Synergistically depressed dielectric loss and elevated breakdown strength in core@double-shell structured Cu@CuO@MgO/PVDF nanocomposites

To synergistically bolster breakdown strength (Eb) and restrain dielectric loss in the copper (Cu)/poly(vinylidene fluoride, PVDF) presenting a giant dielectric constant (e), we explore the PVDF nanocomposites with a serial of core@double-shell Cu@CuO (copper oxide)@MgO (magnesium oxide) nanofillers with various MgO shell thicknesses.
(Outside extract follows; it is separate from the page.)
PR #7890, opened 2024-02-14
use strings.Fields to handle whitespace between items in list

### LINKED ISSUE #7895: List parsing for build tools doesn't handle multiple spaces correctly.
**Describe the bug**
For build parameters like `SRPM_PACK_LIST` we take a space-separated list, like `SRPM_PACK_LIST="openssl SymCrypt"`. The [code that parses](https://github.com/microsoft/CBL-Mariner/blob/2c4b506d7a1582164be7c0151ab049e7318f7dc3/toolkit/tools/internal/exe/exe.go#L58C1-L66C2) those into an array of packages doesn't handle multiple spaces between the package names.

The double-shell CuO@MgO not only improves the interface compatibility between filler and matrix but also increases the energy barrier height for charge migration across the nanocomposites and facilitates the formation of charge traps, thus impeding long-distance carrier transport and resulting in restrained dielectric loss. Further, the MgO shell with appropriate e and wide bandgap effectively alleviates the strong dielectric mismatch between neat Cu and PVDF, which significantly lessens the local electric field distortion thereby resulting in elevated Eb. Moreover, the overall dielectric performances of the Cu@CuO@MgO/PVDF can be modulated via altering the MgO shell thickness. This core@double-shell strategy offers a new paradigm for the design and preparation of percolating nanocomposites with desirable integrated dielectric performances.